Could every line of the data be copied out once more, exactly?
• • •
PR #55603, opened 2025-06-08
Add split/bin pipeline

dannf:
- **pipelines: add split/bin**
- **py3-bokeh: Use split/bin pipeline**

### DIFF
--- a/pipelines/split/bin.yaml
+++ b/pipelines/split/bin.yaml
@@ -1,0 +1,40 @@
+name: Split executable files
+
+needs:
+  packages:
+    - busybox
+
+inputs:
+  package:
+    description: |
+      The package to split executable files from
+    required: false
+
+pipeline:
+  - runs: |
+      pkgname="${{context.name}}"
+      pkgnobin="${pkgname%%-bin}"
+      pkgnobindir="${{targets.outdir}}/$pkgnobin"
+
+      if [ -n "${{inputs.package}}" ]; then
+        PACKAGE_DIR="${{targets.outdir}}/${{inputs.package}}"
+      elif [ "$pkgname" != "$pkgnobin" ] && [ -d "$pkgnobindir" ]; then
+        PACKAGE_DIR="$pkgnobindir"
+      else
+        PACKAGE_DIR="${{targets.outdir}}/${{targets.destdir}}"
+      fi
+
+      if [ "$PACKAGE_DIR" == "${{targets.contextdir}}" ]; then
+        echo "ERROR: Package can not split files from itself!" && exit 1
+      fi
+
+      cd "$PACKAGE_DIR" || exit 0
+
+      for i in usr/bin; do
+        if [ -e "$PACKAGE_DIR/$i" ] || [ -L "$PACKAGE_DIR/$i" ]; then
+          d="${{targets.contextdir}}/${i%/*}" # dirname $i
+          mkdir -p "$d"
+          mv "$PACKAGE_DIR/$i" "$d"
+          rmdir "$PACKAGE_DIR/${i%/*}" 2>/dev/null || :
+        fi
+      done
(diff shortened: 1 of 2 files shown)


pipelines/split/bin.yaml
```diff
@@ -0,0 +1,40 @@
...
+      pkgname="${{context.name}}"
+      pkgnobin="${pkgname%%-bin}"
+      pkgnobindir="${{targets.outdir}}/$pkgnobin"
+
+      if [ -n "${{inputs.package}}" ]; then
+        PACKAGE_DIR="${{targets.outdir}}/${{inputs.package}}"
+      elif [ "$pkgname" != "$pkgnobin" ] && [ -d "$pkgnobindir" ]; then
+        PACKAGE_DIR="$pkgnobindir"
+      else
+        PACKAGE_DIR="${{targets.outdir}}/${{targets.destdir}}"
```
smoser, line 24: this seems wrong, doesn't it? targets.destdir will always be a full path, won't it?
If so, then prefixing with targets.outdir is always wrong. right?

pipelines/split/bin.yaml
```diff
@@ -0,0 +1,40 @@
...
+      fi
+
+      if [ "$PACKAGE_DIR" == "${{targets.contextdir}}" ]; then
+        echo "ERROR: Package can not split files from itself!" && exit 1
```
smoser, line 28: don't && exit 1 here. just exit 1 on a new line. if the echo fails for some reason, then you will actually go _not_ exit here.
shell programming is madness . https://smoser.github.io/2023/04/27/set-e-bad.html

```
$ sh -ec 'false && echo exit 1; echo still here'
still here
```

pipelines/split/bin.yaml
```diff
@@ -0,0 +1,40 @@
...
+      fi
+
+      cd "$PACKAGE_DIR" || exit 0
+
+      for i in usr/bin; do
```
smoser, line 33: shellcheck would tell you that https://www.shellcheck.net/wiki/SC2043 .
I dont care about that too much, but there is value in shellcheck.

pipelines/split/bin.yaml
```diff
@@ -0,0 +1,40 @@
+name: Split executable files
+
+needs:
+  packages:
+    - busybox
+
+inputs:
+  package:
```
smoser, line 8: maybe 'from' is a better name? or redundant 'split-from' ?

pipelines/split/bin.yaml
```diff
@@ -0,0 +1,40 @@
...
+        PACKAGE_DIR="$pkgnobindir"
+      else
+        PACKAGE_DIR="${{targets.outdir}}/${{targets.destdir}}"
+      fi
+
+      if [ "$PACKAGE_DIR" == "${{targets.contextdir}}" ]; then
+        echo "ERROR: Package can not split files from itself!" && exit 1
+      fi
+
+      cd "$PACKAGE_DIR" || exit 0
```
smoser, line 31: this feels strange to me. I'm not sure why we wouldn't fail here.

smoser (changes requested):
I like this a lot, and really simplifies the multi-python workflow. thank you.
I would suggest tw or melange proper for this to avoid the copy / paste maintenance on pipelines/

xnox:
Oh, I do often want to have a split-bin pipeline, however given all split pipelines are in melange, can we please consider testing this here, but actually adding it to melange?

smoser:
oh, i see you largely copied this from melange split/ . so yeah, :+1: to putting this in melange.

pipelines/split/bin.yaml
dannf: i think that's better, but sticking with this for consistency with the others

pipelines/split/bin.yaml
dannf: nice catch, will fix in melange

dannf:
moved to melange: https://github.com/chainguard-dev/melange/pull/2030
• • •
Result of this exercise:
PR #55603, opened 2025-06-08
Add split/bin pipeline

dannf:
- **pipelines: add split/bin**
- **py3-bokeh: Use split/bin pipeline**

### DIFF
--- a/pipelines/split/bin.yaml
+++ b/pipelines/split/bin.yaml
@@ -1,0 +1,40 @@
+name: Split executable files
+
+needs:
+  packages:
+    - busybox
+
+inputs:
+  package:
+    description: |
+      The package to split executable files from
+    required: false
+
+pipeline:
+  - runs: |
+      pkgname="${{context.name}}"
+      pkgnobin="${pkgname%%-bin}"
+      pkgnobindir="${{targets.outdir}}/$pkgnobin"
+
+      if [ -n "${{inputs.package}}" ]; then
+        PACKAGE_DIR="${{targets.outdir}}/${{inputs.package}}"
+      elif [ "$pkgname" != "$pkgnobin" ] && [ -d "$pkgnobindir" ]; then
+        PACKAGE_DIR="$pkgnobindir"
+      else
+        PACKAGE_DIR="${{targets.outdir}}/${{targets.destdir}}"
+      fi
+
+      if [ "$PACKAGE_DIR" == "${{targets.contextdir}}" ]; then
+        echo "ERROR: Package can not split files from itself!" && exit 1
+      fi
+
+      cd "$PACKAGE_DIR" || exit 0
+
+      for i in usr/bin; do
+        if [ -e "$PACKAGE_DIR/$i" ] || [ -L "$PACKAGE_DIR/$i" ]; then
+          d="${{targets.contextdir}}/${i%/*}" # dirname $i
+          mkdir -p "$d"
+          mv "$PACKAGE_DIR/$i" "$d"
+          rmdir "$PACKAGE_DIR/${i%/*}" 2>/dev/null || :
+        fi
+      done
(diff shortened: 1 of 2 files shown)


pipelines/split/bin.yaml
```diff
@@ -0,0 +1,40 @@
...
+      pkgname="${{context.name}}"
+      pkgnobin="${pkgname%%-bin}"
+      pkgnobindir="${{targets.outdir}}/$pkgnobin"
+
+      if [ -n "${{inputs.package}}" ]; then
+        PACKAGE_DIR="${{targets.outdir}}/${{inputs.package}}"
+      elif [ "$pkgname" != "$pkgnobin" ] && [ -d "$pkgnobindir" ]; then
+        PACKAGE_DIR="$pkgnobindir"
+      else
+        PACKAGE_DIR="${{targets.outdir}}/${{targets.destdir}}"
```
smoser, line 24: this seems wrong, doesn't it? targets.destdir will always be a full path, won't it?
If so, then prefixing with targets.outdir is always wrong. right?

pipelines/split/bin.yaml
```diff
@@ -0,0 +1,40 @@
...
+      fi
+
+      if [ "$PACKAGE_DIR" == "${{targets.contextdir}}" ]; then
+        echo "ERROR: Package can not split files from itself!" && exit 1
```
smoser, line 28: don't && exit 1 here. just exit 1 on a new line. if the echo fails for some reason, then you will actually go _not_ exit here.
shell programming is madness . https://smoser.github.io/2023/04/27/set-e-bad.html

```
$ sh -ec 'false && echo exit 1; echo still here'
still here
```

pipelines/split/bin.yaml
```diff
@@ -0,0 +1,40 @@
...
+      fi
+
+      cd "$PACKAGE_DIR" || exit 0
+
+      for i in usr/bin; do
```
smoser, line 33: shellcheck would tell you that https://www.shellcheck.net/wiki/SC2043 .
I dont care about that too much, but there is value in shellcheck.

pipelines/split/bin.yaml
```diff
@@ -0,0 +1,40 @@
+name: Split executable files
+
+needs:
+  packages:
+    - busybox
+
+inputs:
+  package:
```
smoser, line 8: maybe 'from' is a better name? or redundant 'split-from' ?

pipelines/split/bin.yaml
```diff
@@ -0,0 +1,40 @@
...
+        PACKAGE_DIR="$pkgnobindir"
+      else
+        PACKAGE_DIR="${{targets.outdir}}/${{targets.destdir}}"
+      fi
+
+      if [ "$PACKAGE_DIR" == "${{targets.contextdir}}" ]; then
+        echo "ERROR: Package can not split files from itself!" && exit 1
+      fi
+
+      cd "$PACKAGE_DIR" || exit 0
```
smoser, line 31: this feels strange to me. I'm not sure why we wouldn't fail here.

smoser (changes requested):
I like this a lot, and really simplifies the multi-python workflow. thank you.
I would suggest tw or melange proper for this to avoid the copy / paste maintenance on pipelines/

xnox:
Oh, I do often want to have a split-bin pipeline, however given all split pipelines are in melange, can we please consider testing this here, but actually adding it to melange?

smoser:
oh, i see you largely copied this from melange split/ . so yeah, :+1: to putting this in melange.

pipelines/split/bin.yaml
dannf: i think that's better, but sticking with this for consistency with the others

pipelines/split/bin.yaml
dannf: nice catch, will fix in melange

dannf:
moved to melange: https://github.com/chainguard-dev/melange/pull/2030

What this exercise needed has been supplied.